Production crew members also included Margaret Chapmen and Hilary Adams, producers and (Adams) dialect coach; Helen Bard-Sobola and Fred C. Lash, assistant producers; Kathleen Barth, director; Mia Amado and Jenna Dawkins, assistant directors.

Also, Dana Maksymova, stage manager; Lauren Markovich, assistant stage manager; Griffin Voltmann, dramaturg; Matt Liptak, set design; Julie Fischer, set construction; Luana Bossolo, set painting; Donna Reynolds, set decoration; Allison Gray-Mendes, properties; Matthew Cheney, lighting, Pam Leonowich, master electrician; Ian Claar, fight/intimacy choreographer; and Russell M. Wyland, rigging.

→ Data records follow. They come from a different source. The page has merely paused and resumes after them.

PR #288, opened 2017-08-11
T/260: Make limiter element more configurable

### LINKED ISSUE #260: Make limiter element more configurable
Let's assume that someone has a sticky header over the editable, and doesn't want to show BPV over the header and doesn't want to hide BPV under the header.

image

There is no way to add sticky header height to the limiter top offset.

oleq:

Feature: Allowed `BalloonPanelView` position limiter defined as a function. Made `ContextualBalloon` position limiter configurable via `#positionLimiter` property. Closes #260.

---

### Additional information

The whole solution is based on the assumption that it's up to the editor(ui) creator to define the rightful limiter for all floating panels. So far, in all our creators, all the balloons we use (link, image, contextual toolbar) use the same positioning limiter, so I guess it's the right assumption to start with. It does not hard code anything in the `BalloonPanelView` or `ContextualBalloon`, so developers can still do whatever they want with their balloons.

#### Requires the following branches

Branch constellation/CI in https://github.com/ckeditor/ckeditor5/compare/t/ckeditor5-ui/260.

* https://github.com/ckeditor/ckeditor5-utils/tree/t/ckeditor5-ui/260 – brings the support for the functional limiter in `getOptimalPosition` utility.
* https://github.com/ckeditor/ckeditor5-image/tree/t/ckeditor5-ui/260 - makes the image UI respect the `config.ui.balloonLimiter` config.
* https://github.com/ckeditor/ckeditor5-link/tree/t/ckeditor5-ui/260 - makes the link UI respect the `config.ui.balloonLimiter` config.
* https://github.com/ckeditor/ckeditor5-editor-balloon-toolbar/tree/t/ckeditor5-ui/260 - defines the `config.ui.balloonLimiter` config.
* https://github.com/ckeditor/ckeditor5-editor-classic/tree/t/ckeditor5-ui/260 - defines the `config.ui.balloonLimiter` config.
* https://github.com/ckeditor/ckeditor5-editor-inline/tree/t/ckeditor5-ui/260 - defines the `config.ui.balloonLimiter` config.
* https://github.com/ckeditor/ckeditor5-core/tree/t/ckeditor5-ui/260 - documents the `config.ui`.

#### Issues

* How to configure the `config.ui.balloonLimiter`?  The `ui` namespace could land in https://github.com/ckeditor/ckeditor5-core/blob/master/src/editor/editorconfig.jsdoc. Should `*EditorUI` classes document the `balloonLimiter`?
* I wonder if we ever gonna face a situation that within an editor type (creator) X and Y features will need to use different position limiters? If so, this solution is broken. I was against `config.link.balloonLimiter`, `config.image.balloonLimiter` etc. for the sake of the simplicity, though.
* I totally hate the `selectionRootObtainer` helper. 
   * It does not deserve to become an `editor.editing.view` method.
   * OTOH repeating it in each `*EditorUI` makes no sense.
   * I got no idea where to put it anyway. There's too much engine in it to keep it in the `ckeditor5-ui`. OTOH, it does not fit in core, etc.
   * Maybe we can get rid of it somehow?


Reinmar:
> How to configure the config.ui.balloonLimiter? The ui namespace could land in https://github.com/ckeditor/ckeditor5-core/blob/master/src/editor/editorconfig.jsdoc. Should *EditorUI classes document the balloonLimiter?

The UI namespace should be documented in ckeditor5-ui. Can be a jsdoc file there defining similar interfaces like HeadingConfig and ImageConfig.

oleq:
More doubts:
* Since all editor types have only one editable so far, do we need `selectionRootObtainer` at all? We could define the `config.ui.balloonLimiter` as a static HTML element instead.
* I [documented](https://github.com/ckeditor/ckeditor5-core/commit/9b2d0a9452e67a5a6db241f4852d02219f76dee4) the `config.ui.balloonLimiter` and, TBH, it feels more like a property (of what?) than actual config. I'm not sure if developers will actually use it and it's totally internal if you read the docs.

oskarwrobel:
Maybe this limiter should be `EditorUi` getter `EditorUI#balloonLimiter`? EditorUI class knows the editor.

oskarwrobel:
And maybe this is the right time for common `EditorUi` class? We have `ClassidEditorUi`, `InlineEditorUI` and `BalloonToolbarEditorUI`. All have common stuff like
```
		/**
		 * @inheritDoc
		 */
		this.editor = editor;

		/**
		 * @inheritDoc
		 */
		this.view = view;

		/**
		 * @inheritDoc
		 */
		this.componentFactory = new ComponentFactory( editor );

		/**
		 * @inheritDoc
		 */
		this.focusTracker = new FocusTracker();
```

Reinmar:
> All have common stuff like

We had `EditorUI` in the past but removed it in favour of an interface. We plan to do the same with `Editor` classes for the same reasons – it's hard to define a one-to-rule-them-all base class.

oskarwrobel:
Makes sense. But still, `ballloonLimiter` fits fine as EditorUi getter to me.

oskarwrobel:
I've tested this config option and works 👌.

Reinmar:
We discussed where to expose the option to control this and we decided to put it as a `ContextualBalloon` plugin's property. Concrete editor UI implementations or editor integrations will be able to override it. Let's not expose it prematurely in the config as it indeed is pretty hardcore.

Reinmar:
PS. Adding the property to `ContextualBalloon` will prevent from adding it all around the code in the features.

oleq:
I updated the solution and used `ContextualBalloon#positionLimiter` instead of the config, which notably simplified the code. 

Branch constellation/CI in https://github.com/ckeditor/ckeditor5/compare/t/ckeditor5-ui/260.

* https://github.com/ckeditor/ckeditor5-utils/tree/t/ckeditor5-ui/260 – brings the support for the functional limiter in `getOptimalPosition` utility.
* https://github.com/ckeditor/ckeditor5-image/tree/t/ckeditor5-ui/260 - makes the image UI use the default `ContextualBalloon` limiter.
* https://github.com/ckeditor/ckeditor5-link/tree/t/ckeditor5-ui/260 - makes the link UI use the default `ContextualBalloon` limiter.

@oskarwrobel: can you give me the feedback?

oskarwrobel:
Works perfectly.

src/panel/balloon/contextualballoon.js
```diff
@@ -48,6 +49,28 @@ export default class ContextualBalloon extends Plugin {
 		this.view = new BalloonPanelView();
 
 		/**
+		 * The {@link module:utils/dom/position~Options#limiter position limiter}
+		 * for the {@link view}, used when no `limiter` has been passed into {@link #add}
```
oskarwrobel: image

oleq: Fixed in https://github.com/ckeditor/ckeditor5-ui/pull/288/commits/13ae5be5b1d3cc9b3e427e0545f0b0369077db47.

 When: Now through May 13, 2023, Wednesday - Saturday nights, 8 p.m.; Sunday matinees, 3 p.m.

Where:  Little Theatre of Alexandria, 600 Wolfe St., Alexandria, VA 22314

Tickets:  $24 (Wed.- Fri.), $27 (Sat. and Sun.). Prices includes fees.

Masks are required in the auditorium and strongly encouraged but optional in other areas of the theatre.  

Audience:  For ages 13 and up. 

Duration:  About 3 hours with one 15 minute intermission

Public transportationCheck the Metro and Dash bus websites. Dash is free to ride and has routes which are close to LTA.

Parking: is free on the streets and at Capital One Bank at Wilkes and Washington streets, a block away.  Paid parking is available at nearby garages.